_DIRECTIONS FOR THIS TASK:_ Reproduce only the top of the records, down to and including the line containing "### Description".

SUPPLIED RECORDS Start Marker

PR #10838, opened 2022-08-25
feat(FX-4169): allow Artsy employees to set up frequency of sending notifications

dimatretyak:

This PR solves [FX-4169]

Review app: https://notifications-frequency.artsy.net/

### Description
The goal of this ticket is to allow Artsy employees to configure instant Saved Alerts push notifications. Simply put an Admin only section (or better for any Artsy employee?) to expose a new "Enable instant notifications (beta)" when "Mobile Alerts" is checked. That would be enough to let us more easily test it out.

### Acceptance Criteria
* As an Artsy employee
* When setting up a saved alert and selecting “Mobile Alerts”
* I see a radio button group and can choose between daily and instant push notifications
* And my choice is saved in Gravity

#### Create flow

SUPPLIED RECORDS End Marker

_TASK OUTPUT:_
PR #10838, opened 2022-08-25
feat(FX-4169): allow Artsy employees to set up frequency of sending notifications

dimatretyak:

This PR solves [FX-4169]

Review app: https://notifications-frequency.artsy.net/

### Description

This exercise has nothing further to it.